> PROBLEM DETAILS:
Which lines below include "cargo"? Copy them all.

(Stored records)
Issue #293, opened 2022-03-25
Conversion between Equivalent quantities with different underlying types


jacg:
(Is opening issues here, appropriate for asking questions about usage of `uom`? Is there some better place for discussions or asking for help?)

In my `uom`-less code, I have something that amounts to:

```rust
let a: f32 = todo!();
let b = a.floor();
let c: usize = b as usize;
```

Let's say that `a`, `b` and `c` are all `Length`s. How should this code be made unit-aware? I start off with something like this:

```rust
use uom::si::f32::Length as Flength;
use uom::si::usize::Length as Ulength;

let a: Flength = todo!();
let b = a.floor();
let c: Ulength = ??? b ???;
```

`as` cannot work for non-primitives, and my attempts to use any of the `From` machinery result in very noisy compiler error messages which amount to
--
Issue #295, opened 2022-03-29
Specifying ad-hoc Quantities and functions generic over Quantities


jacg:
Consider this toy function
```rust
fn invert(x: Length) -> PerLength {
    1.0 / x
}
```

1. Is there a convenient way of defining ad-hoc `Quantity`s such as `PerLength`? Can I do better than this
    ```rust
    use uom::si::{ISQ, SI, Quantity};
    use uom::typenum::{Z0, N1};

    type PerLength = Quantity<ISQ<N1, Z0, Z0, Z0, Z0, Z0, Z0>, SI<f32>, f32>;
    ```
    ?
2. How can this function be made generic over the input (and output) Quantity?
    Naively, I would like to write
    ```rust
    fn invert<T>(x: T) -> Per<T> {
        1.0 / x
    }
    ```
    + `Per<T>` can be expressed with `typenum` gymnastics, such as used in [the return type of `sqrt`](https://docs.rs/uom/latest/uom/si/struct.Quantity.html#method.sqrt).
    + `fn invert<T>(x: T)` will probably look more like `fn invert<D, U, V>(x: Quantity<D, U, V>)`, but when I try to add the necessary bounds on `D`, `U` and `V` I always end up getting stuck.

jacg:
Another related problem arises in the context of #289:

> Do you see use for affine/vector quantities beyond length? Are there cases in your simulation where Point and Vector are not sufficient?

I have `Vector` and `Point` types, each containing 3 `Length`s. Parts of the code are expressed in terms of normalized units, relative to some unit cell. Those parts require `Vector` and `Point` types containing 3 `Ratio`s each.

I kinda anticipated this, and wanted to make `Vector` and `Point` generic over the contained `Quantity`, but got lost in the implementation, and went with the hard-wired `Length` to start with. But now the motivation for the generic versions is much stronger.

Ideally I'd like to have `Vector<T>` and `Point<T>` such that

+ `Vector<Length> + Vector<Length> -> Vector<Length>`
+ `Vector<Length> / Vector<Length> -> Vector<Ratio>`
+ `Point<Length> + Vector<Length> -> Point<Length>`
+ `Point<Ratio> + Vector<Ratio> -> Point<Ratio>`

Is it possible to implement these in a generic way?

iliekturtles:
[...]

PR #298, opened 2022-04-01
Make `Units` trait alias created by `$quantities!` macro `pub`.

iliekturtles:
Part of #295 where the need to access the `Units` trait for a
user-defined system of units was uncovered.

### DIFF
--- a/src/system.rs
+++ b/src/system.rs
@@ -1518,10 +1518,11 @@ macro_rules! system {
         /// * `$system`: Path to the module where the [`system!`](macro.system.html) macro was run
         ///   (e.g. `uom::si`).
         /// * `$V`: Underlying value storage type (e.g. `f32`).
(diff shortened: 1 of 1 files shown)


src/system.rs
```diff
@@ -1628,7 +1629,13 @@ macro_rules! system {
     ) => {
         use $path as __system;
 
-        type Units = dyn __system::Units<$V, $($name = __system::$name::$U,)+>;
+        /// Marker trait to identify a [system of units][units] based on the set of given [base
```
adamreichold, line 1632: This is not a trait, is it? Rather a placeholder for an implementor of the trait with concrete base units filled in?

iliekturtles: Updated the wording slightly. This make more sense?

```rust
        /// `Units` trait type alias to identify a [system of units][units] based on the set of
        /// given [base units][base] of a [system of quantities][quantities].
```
---
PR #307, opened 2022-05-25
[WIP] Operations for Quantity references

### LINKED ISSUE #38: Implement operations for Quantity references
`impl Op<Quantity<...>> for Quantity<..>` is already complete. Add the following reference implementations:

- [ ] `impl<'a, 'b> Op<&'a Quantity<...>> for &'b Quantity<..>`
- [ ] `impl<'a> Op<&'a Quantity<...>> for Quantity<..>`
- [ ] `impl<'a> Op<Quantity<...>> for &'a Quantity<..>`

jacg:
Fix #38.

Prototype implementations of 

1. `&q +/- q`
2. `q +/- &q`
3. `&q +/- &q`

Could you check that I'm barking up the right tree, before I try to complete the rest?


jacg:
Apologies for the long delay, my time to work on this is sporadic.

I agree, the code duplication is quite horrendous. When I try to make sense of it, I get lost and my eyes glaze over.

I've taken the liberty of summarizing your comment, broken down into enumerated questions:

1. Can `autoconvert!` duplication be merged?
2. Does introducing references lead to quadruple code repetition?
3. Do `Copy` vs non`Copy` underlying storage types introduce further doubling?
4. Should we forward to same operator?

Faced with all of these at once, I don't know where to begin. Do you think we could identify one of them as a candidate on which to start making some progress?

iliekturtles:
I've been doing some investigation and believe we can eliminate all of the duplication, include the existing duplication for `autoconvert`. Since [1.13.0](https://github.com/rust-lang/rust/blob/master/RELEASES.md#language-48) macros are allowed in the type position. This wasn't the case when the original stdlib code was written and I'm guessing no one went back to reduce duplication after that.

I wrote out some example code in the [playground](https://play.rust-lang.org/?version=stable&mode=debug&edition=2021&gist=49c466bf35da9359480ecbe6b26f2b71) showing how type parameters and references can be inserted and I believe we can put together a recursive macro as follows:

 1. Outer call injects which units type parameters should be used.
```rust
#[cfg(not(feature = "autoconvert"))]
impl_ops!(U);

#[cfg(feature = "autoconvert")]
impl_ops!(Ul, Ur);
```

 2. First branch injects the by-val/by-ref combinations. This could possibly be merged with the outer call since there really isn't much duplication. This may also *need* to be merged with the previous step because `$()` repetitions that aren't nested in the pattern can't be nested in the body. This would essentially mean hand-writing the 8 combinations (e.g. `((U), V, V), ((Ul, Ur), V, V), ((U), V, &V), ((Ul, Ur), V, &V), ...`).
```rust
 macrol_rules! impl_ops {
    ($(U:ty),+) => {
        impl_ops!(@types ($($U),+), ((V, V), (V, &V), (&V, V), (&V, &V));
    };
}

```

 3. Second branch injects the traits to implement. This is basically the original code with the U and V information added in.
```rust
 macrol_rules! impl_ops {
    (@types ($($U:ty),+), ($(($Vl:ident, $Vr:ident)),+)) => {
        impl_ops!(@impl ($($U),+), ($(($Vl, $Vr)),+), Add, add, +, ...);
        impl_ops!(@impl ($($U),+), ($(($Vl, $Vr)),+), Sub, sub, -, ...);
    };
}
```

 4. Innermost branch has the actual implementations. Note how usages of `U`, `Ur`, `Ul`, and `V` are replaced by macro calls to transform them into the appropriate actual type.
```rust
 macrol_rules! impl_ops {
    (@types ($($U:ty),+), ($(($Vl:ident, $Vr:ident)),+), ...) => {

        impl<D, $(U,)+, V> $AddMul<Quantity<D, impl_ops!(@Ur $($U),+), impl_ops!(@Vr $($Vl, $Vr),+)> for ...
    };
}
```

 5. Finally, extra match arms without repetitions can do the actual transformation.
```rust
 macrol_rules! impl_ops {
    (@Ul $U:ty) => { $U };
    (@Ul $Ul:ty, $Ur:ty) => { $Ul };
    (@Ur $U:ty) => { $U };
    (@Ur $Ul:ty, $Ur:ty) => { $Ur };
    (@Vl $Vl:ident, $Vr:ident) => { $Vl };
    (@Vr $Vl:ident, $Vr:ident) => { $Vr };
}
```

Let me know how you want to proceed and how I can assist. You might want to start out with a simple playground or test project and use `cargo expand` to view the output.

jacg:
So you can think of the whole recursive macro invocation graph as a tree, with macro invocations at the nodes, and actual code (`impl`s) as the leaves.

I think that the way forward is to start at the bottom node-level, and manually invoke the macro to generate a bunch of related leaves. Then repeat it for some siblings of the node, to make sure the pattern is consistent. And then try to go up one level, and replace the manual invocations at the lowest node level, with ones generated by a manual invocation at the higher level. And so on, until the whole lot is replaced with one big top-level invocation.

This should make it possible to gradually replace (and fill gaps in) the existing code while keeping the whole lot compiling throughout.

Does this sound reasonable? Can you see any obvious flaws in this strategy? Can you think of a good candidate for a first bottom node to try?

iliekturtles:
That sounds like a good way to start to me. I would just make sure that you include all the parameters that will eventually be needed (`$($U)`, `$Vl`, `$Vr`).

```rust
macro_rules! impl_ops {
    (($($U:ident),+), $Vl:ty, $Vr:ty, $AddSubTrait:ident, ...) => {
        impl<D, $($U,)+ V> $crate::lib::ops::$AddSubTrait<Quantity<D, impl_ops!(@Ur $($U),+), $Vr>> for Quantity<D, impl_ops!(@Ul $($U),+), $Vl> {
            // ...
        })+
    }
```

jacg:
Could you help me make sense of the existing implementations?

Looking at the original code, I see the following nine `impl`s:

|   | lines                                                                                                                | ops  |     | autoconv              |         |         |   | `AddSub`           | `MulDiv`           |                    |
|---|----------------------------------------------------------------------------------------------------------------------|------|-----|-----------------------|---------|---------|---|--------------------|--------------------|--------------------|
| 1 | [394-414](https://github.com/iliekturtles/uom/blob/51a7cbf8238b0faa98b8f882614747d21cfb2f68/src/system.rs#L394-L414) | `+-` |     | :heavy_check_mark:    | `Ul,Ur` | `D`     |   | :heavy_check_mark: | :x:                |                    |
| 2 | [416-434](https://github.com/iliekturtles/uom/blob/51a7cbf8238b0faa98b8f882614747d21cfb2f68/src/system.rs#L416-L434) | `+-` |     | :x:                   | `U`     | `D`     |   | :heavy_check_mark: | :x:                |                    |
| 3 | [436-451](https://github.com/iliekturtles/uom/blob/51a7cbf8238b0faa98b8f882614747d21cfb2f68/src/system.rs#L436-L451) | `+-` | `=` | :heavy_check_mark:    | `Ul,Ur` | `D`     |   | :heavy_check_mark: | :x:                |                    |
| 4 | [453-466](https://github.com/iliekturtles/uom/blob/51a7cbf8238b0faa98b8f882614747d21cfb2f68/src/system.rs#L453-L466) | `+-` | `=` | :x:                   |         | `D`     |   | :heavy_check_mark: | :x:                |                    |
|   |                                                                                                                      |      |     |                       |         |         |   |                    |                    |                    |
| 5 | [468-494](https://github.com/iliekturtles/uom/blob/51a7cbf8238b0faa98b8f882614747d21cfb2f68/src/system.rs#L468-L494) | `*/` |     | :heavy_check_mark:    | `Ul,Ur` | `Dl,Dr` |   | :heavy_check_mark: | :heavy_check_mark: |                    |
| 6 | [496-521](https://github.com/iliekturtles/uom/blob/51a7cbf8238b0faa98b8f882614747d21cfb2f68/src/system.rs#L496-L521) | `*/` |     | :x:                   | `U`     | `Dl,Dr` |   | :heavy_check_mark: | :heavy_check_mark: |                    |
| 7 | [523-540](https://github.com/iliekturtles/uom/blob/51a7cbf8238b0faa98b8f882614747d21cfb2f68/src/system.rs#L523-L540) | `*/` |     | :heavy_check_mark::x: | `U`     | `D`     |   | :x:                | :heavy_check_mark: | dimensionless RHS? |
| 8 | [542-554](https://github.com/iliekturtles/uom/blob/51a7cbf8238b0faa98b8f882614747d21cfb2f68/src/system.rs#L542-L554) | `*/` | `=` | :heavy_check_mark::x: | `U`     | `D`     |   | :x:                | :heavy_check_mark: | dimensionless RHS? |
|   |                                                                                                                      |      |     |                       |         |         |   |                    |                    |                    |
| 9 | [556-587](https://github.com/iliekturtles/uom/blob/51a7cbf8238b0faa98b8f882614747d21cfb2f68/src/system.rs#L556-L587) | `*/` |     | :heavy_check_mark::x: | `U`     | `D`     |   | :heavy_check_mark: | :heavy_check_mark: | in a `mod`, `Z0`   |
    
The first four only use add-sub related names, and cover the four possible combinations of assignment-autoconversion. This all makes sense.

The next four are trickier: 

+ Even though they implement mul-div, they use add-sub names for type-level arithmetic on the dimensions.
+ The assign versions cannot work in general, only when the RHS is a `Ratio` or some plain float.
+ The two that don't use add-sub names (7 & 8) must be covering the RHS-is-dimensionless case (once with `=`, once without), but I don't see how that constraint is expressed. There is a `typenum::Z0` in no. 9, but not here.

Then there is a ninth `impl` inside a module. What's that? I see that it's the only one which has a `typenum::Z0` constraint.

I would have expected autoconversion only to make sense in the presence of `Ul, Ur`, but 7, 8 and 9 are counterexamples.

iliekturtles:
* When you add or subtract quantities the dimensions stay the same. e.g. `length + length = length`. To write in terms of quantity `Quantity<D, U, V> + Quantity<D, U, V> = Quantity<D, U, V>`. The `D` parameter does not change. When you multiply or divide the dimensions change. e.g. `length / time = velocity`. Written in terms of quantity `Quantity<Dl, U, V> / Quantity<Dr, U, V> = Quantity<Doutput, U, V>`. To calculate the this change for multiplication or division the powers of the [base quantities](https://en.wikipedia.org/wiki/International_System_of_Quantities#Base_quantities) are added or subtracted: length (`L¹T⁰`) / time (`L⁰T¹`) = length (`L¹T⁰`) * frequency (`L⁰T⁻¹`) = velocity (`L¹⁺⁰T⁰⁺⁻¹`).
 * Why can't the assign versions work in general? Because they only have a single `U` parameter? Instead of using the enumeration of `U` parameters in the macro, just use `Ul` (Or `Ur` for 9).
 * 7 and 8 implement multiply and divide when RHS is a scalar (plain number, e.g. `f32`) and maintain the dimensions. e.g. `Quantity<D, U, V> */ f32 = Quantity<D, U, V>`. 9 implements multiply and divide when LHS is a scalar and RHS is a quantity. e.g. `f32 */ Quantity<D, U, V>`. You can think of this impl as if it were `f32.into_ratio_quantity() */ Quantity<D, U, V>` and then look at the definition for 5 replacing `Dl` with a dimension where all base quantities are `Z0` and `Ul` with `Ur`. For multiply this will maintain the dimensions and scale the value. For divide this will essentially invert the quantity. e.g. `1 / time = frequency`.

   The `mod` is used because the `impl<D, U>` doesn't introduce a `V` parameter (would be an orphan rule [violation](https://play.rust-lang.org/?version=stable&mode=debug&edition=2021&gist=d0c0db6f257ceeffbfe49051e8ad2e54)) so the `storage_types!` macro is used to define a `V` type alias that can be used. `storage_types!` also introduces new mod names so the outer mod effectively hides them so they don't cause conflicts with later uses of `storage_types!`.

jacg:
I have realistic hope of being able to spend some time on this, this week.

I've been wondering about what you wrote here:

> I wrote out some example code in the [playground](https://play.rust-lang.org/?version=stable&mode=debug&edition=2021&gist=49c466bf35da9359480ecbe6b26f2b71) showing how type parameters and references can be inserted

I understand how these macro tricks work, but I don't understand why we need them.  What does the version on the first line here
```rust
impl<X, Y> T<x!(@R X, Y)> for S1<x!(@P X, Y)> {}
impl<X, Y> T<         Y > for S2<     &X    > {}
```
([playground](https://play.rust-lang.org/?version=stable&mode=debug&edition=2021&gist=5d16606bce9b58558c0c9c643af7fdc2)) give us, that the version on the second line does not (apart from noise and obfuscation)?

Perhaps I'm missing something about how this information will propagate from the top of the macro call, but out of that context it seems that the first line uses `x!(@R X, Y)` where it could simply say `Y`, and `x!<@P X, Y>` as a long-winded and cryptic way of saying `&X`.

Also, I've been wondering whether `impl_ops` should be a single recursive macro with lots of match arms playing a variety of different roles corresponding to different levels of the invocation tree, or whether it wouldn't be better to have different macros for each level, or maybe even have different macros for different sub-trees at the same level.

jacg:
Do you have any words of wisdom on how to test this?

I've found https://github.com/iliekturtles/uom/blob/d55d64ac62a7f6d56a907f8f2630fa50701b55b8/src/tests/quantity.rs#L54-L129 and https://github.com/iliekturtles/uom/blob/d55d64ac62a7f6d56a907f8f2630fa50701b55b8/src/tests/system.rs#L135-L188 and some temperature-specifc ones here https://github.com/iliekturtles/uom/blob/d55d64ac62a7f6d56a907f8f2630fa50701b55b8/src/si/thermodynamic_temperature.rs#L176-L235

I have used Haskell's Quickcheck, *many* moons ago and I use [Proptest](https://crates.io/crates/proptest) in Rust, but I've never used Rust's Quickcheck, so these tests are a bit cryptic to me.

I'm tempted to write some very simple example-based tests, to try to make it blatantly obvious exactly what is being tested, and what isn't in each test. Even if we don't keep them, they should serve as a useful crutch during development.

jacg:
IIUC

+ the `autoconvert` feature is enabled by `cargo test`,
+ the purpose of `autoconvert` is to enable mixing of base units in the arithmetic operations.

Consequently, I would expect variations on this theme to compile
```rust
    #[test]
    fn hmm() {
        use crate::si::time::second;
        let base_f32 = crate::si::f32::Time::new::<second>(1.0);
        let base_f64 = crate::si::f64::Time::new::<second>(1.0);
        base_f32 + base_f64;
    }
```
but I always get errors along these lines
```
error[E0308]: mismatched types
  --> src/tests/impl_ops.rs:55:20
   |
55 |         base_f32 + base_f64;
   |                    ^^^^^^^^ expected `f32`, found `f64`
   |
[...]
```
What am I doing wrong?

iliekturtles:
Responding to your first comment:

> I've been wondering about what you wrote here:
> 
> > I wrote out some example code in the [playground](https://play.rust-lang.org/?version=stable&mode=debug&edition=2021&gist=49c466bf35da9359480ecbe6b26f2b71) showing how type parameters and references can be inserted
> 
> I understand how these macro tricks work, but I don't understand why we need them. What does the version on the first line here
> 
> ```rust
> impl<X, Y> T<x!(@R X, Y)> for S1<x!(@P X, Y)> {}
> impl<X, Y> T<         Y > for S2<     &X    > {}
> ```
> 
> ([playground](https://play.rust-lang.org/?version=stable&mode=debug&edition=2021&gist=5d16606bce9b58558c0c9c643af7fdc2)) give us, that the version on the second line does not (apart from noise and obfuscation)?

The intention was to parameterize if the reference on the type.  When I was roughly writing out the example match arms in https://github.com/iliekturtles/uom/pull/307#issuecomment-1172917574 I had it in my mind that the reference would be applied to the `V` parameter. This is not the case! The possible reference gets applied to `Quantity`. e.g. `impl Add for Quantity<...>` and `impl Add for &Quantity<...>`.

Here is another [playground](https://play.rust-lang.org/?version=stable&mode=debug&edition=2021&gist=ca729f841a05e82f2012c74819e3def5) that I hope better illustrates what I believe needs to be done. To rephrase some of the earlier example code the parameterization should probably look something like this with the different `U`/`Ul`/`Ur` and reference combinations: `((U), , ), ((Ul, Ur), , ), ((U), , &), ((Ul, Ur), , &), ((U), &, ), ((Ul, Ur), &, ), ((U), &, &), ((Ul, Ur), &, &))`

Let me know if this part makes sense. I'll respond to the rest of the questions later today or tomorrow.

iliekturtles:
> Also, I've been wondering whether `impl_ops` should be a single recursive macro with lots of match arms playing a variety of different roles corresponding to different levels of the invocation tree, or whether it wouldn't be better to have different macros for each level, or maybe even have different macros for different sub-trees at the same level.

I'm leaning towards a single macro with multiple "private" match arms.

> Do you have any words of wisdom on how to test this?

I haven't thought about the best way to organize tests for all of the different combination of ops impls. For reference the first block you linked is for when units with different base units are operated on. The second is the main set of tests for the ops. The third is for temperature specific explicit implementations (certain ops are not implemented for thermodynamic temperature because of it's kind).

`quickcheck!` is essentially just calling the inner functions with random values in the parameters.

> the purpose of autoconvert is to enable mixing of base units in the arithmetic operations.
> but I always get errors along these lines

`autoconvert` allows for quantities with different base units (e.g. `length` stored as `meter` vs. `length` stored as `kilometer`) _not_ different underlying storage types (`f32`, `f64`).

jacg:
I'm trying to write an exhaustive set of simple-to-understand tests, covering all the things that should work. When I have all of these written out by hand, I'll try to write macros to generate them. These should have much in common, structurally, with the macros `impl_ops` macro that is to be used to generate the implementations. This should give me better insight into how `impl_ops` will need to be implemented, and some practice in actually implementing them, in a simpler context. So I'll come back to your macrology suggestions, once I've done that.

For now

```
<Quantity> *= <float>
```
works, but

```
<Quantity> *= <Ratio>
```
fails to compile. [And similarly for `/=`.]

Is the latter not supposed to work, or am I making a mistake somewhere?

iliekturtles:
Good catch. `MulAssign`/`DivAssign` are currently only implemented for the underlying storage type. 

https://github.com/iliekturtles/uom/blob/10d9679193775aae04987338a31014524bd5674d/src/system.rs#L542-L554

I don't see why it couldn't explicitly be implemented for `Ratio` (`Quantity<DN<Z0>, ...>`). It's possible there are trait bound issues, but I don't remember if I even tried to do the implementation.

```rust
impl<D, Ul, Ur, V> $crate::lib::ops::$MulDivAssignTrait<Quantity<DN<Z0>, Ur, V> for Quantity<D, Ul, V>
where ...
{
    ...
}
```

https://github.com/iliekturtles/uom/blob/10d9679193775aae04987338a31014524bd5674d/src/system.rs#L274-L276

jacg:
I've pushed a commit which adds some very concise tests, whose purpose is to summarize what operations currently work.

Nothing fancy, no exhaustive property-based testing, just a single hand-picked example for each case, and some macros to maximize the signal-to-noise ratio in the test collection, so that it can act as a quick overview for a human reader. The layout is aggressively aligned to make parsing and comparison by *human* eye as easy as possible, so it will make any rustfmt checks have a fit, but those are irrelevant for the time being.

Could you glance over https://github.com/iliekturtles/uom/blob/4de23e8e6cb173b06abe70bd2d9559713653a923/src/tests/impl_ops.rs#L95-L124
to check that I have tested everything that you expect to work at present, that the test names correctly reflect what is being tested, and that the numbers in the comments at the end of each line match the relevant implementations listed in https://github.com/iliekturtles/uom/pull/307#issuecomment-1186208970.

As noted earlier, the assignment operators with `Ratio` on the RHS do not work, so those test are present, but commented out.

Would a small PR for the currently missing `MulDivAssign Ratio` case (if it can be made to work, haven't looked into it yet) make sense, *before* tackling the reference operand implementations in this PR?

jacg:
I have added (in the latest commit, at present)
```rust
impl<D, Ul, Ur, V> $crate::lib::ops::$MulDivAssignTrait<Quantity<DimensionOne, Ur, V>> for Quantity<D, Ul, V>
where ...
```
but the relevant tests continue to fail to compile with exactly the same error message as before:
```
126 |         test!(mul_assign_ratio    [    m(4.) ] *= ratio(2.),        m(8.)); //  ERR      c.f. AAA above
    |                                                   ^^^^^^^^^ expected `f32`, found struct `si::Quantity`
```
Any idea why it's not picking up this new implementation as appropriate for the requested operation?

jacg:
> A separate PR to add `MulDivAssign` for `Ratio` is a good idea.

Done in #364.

> TASK ANSWER:
Let me know how you want to proceed and how I can assist. You might want to start out with a simple playground or test project and use `cargo expand` to view the output.
+ the `autoconvert` feature is enabled by `cargo test`,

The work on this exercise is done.